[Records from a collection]
════════

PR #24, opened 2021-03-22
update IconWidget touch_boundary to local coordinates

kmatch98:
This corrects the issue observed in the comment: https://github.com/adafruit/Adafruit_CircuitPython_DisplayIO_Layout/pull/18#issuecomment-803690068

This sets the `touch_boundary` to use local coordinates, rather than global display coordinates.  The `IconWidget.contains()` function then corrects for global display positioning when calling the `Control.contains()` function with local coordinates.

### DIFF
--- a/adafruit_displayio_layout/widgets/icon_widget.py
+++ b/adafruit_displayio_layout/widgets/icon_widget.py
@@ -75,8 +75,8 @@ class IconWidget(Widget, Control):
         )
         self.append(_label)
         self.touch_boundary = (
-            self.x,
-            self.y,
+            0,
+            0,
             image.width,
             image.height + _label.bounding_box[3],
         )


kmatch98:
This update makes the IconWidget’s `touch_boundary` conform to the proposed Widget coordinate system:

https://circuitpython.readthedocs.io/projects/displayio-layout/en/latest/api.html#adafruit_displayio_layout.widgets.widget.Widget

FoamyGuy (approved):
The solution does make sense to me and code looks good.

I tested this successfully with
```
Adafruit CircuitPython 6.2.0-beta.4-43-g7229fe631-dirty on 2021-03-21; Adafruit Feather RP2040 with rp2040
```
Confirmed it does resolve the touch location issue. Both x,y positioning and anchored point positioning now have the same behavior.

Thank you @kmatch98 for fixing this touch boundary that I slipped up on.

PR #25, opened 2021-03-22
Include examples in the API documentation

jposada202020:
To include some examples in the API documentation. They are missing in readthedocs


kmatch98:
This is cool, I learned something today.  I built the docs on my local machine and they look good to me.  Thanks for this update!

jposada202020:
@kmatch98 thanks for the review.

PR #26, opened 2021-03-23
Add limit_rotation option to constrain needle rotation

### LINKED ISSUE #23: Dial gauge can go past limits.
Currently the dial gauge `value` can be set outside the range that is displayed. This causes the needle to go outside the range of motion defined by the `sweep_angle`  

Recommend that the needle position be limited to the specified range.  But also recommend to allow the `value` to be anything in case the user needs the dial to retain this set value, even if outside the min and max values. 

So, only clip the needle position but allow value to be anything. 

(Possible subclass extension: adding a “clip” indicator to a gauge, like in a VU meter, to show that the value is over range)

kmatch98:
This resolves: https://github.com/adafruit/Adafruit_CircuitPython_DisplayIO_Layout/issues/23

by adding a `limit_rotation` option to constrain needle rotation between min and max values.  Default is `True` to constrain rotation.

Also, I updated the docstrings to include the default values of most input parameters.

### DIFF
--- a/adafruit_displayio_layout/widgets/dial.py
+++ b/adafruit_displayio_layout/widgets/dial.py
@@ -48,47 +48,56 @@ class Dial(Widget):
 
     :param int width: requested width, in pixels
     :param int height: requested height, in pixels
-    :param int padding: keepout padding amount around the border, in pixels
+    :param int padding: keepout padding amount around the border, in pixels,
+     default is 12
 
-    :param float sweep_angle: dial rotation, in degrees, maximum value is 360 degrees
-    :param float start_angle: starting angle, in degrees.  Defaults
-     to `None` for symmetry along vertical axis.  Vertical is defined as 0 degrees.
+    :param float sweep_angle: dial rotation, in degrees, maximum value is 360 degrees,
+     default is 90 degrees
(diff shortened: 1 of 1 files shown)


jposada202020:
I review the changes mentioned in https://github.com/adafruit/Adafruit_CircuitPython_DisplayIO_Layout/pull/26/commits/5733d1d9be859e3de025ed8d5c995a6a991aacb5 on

════════

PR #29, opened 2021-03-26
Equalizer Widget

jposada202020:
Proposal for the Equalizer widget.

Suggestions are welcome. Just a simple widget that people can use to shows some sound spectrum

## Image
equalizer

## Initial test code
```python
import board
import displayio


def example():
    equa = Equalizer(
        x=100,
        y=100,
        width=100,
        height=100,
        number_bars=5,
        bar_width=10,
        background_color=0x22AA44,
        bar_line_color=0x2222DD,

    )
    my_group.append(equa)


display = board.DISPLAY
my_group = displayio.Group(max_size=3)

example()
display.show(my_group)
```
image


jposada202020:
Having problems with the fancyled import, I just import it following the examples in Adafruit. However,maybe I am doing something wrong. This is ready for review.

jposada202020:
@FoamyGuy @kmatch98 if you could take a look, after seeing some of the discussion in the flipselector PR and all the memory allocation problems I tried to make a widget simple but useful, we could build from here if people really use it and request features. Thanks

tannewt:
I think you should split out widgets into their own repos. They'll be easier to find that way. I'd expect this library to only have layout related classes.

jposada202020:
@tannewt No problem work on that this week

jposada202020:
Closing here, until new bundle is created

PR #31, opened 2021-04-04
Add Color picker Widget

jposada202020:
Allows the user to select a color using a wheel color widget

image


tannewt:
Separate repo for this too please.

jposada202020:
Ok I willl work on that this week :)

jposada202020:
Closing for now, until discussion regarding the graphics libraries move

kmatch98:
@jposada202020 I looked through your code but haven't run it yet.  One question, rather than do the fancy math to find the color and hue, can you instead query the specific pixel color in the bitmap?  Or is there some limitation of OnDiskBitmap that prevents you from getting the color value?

════════

* _Work task_
For each line of the entries that includes "import", show that line.

* _Your response_
import board
import displayio
Having problems with the fancyled import, I just import it following the examples in Adafruit. However,maybe I am doing something wrong. This is ready for review.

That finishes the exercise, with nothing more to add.